Exercise goal
Look through the data below. Collect every line where the word "merge" occurs.

Source material
┌──

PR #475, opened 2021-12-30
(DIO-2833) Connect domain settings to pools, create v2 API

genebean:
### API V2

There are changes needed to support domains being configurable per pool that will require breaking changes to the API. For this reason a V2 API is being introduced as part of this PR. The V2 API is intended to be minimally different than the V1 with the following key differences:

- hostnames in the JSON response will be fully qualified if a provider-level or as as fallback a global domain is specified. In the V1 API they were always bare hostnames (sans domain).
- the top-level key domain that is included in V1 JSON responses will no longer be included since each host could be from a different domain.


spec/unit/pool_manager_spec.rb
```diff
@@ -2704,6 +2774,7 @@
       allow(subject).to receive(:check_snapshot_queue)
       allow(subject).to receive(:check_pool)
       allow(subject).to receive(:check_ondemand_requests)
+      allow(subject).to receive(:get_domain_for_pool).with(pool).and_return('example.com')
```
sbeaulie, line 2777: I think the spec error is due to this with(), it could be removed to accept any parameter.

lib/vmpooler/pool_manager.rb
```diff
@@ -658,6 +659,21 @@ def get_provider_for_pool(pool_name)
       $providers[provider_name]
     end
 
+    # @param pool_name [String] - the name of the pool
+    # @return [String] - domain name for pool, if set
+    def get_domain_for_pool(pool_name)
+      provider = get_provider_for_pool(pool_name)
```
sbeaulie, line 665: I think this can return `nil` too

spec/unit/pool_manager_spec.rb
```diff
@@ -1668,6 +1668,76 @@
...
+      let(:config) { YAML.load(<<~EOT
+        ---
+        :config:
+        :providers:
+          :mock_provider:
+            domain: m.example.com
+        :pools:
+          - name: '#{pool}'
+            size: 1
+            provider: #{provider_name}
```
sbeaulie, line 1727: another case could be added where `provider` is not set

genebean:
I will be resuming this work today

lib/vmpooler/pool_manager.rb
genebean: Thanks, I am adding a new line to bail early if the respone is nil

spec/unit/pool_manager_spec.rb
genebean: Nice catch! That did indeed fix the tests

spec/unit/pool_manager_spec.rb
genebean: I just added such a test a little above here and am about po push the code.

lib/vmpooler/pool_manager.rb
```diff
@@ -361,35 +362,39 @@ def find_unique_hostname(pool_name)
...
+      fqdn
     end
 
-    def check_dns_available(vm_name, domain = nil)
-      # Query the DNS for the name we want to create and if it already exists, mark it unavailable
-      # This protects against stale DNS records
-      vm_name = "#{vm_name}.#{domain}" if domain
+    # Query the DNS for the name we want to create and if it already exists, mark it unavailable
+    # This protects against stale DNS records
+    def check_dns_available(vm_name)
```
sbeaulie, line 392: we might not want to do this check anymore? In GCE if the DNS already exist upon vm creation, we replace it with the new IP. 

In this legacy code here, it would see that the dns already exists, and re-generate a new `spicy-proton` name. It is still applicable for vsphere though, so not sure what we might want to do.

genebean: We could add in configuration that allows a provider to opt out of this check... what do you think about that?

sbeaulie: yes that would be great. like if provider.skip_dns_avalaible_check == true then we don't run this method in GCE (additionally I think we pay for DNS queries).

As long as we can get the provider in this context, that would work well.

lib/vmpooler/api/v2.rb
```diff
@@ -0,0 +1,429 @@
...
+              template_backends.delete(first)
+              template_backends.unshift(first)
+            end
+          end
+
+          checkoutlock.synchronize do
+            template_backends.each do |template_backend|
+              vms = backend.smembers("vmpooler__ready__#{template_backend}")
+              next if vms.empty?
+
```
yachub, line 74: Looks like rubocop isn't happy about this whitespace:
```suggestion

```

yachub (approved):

└──
┌──

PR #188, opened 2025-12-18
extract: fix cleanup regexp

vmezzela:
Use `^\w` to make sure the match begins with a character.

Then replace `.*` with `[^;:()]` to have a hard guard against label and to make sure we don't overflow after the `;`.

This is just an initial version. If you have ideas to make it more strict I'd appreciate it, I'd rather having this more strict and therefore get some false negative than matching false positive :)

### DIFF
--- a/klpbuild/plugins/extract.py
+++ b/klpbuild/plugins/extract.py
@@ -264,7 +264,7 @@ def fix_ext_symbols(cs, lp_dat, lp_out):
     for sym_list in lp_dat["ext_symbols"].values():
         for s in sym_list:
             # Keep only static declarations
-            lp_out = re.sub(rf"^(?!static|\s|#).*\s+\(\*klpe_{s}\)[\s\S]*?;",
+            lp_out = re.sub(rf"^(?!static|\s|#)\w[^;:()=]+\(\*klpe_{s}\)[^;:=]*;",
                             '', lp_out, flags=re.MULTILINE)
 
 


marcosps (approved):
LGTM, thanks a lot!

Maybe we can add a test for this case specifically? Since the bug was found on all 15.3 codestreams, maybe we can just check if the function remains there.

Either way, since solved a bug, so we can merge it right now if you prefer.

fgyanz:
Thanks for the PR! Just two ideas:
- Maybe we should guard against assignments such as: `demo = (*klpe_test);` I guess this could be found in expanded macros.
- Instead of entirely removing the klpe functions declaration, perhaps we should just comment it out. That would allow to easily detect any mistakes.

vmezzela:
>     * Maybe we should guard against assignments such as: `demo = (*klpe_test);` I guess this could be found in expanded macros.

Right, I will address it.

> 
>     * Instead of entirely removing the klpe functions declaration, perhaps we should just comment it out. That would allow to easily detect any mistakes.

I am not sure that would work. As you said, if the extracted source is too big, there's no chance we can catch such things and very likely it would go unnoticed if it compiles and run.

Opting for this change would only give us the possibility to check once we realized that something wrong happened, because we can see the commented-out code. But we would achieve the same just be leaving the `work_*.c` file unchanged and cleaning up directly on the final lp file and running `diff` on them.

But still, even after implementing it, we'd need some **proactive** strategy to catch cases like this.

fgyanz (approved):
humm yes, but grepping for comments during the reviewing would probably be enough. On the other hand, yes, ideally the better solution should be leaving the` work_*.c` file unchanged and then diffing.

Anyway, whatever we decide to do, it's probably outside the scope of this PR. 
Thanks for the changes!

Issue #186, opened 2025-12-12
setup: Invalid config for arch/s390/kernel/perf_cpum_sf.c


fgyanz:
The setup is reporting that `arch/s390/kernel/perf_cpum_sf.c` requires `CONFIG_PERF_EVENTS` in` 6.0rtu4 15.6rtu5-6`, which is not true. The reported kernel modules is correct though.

└──
┌──

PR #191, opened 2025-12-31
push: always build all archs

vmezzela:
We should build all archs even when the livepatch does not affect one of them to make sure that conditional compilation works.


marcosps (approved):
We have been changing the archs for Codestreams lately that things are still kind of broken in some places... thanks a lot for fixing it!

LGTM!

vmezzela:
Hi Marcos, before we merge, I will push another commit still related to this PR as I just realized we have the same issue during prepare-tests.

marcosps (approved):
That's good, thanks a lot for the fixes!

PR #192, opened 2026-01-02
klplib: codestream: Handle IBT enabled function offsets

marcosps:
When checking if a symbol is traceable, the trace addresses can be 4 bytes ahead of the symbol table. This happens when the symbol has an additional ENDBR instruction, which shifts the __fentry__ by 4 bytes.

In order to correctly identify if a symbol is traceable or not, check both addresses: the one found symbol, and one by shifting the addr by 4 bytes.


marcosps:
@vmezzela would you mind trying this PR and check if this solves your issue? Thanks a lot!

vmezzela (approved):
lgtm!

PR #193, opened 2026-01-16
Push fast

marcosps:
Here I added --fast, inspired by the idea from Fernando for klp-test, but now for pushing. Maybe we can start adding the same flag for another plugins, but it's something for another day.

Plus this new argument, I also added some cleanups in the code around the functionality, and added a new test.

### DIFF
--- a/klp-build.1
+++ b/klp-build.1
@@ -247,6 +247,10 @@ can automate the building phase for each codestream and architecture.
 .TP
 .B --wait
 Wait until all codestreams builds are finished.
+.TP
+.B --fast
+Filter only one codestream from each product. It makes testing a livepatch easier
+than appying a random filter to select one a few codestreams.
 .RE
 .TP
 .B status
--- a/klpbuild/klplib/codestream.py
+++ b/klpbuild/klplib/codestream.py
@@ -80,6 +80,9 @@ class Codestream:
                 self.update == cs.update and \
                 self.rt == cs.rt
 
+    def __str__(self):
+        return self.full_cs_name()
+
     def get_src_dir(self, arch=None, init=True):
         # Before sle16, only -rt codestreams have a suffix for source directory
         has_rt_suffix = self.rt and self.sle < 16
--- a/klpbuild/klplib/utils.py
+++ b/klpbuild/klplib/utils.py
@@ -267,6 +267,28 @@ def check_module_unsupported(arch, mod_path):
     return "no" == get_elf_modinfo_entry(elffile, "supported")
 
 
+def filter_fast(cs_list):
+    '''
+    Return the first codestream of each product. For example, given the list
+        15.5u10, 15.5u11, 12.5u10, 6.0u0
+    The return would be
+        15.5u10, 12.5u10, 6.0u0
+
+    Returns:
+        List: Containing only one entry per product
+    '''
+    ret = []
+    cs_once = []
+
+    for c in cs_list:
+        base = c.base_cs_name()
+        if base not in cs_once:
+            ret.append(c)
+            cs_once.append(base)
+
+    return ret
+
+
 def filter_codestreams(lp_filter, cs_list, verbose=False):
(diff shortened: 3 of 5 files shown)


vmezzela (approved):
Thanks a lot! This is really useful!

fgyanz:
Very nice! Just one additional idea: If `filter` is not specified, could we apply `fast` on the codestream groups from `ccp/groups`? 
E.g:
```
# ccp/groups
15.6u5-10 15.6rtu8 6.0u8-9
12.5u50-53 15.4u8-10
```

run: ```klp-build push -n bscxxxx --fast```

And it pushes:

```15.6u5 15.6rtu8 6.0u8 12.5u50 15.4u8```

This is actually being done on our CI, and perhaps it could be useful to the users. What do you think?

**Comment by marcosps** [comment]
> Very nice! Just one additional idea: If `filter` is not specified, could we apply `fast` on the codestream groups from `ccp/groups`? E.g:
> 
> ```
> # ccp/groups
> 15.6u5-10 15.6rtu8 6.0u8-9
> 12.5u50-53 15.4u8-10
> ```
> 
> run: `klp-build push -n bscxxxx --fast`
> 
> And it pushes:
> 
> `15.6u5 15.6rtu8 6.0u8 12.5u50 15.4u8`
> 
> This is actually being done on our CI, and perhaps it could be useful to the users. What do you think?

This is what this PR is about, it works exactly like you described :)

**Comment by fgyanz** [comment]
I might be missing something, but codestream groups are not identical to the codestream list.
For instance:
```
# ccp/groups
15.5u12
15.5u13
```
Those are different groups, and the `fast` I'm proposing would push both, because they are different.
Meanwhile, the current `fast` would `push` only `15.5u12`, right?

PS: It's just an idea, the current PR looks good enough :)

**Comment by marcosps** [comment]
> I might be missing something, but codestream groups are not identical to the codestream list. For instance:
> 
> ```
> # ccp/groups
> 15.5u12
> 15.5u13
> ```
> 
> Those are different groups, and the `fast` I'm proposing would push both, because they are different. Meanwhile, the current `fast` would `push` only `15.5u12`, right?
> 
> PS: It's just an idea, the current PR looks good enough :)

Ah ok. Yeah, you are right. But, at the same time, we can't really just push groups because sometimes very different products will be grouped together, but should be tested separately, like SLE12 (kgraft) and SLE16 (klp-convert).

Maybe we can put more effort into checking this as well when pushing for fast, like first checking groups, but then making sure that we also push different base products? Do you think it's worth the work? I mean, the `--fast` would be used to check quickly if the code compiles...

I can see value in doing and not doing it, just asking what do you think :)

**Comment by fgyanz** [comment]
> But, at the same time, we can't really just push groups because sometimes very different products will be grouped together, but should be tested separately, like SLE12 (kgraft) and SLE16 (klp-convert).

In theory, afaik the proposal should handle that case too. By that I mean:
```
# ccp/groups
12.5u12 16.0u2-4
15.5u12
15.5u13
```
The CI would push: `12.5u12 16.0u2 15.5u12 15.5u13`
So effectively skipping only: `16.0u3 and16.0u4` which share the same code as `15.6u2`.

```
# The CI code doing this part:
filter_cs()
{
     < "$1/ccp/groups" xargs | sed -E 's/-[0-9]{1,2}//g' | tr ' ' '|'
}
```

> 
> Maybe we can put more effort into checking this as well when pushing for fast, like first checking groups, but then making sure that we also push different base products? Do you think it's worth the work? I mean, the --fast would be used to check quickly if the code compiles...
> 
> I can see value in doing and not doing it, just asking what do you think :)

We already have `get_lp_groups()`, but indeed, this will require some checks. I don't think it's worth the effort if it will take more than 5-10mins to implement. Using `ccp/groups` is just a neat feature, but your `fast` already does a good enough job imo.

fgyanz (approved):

└──

Reply to the task
Either way, since solved a bug, so we can merge it right now if you prefer.
Hi Marcos, before we merge, I will push another commit still related to this PR as I just realized we have the same issue during prepare-tests.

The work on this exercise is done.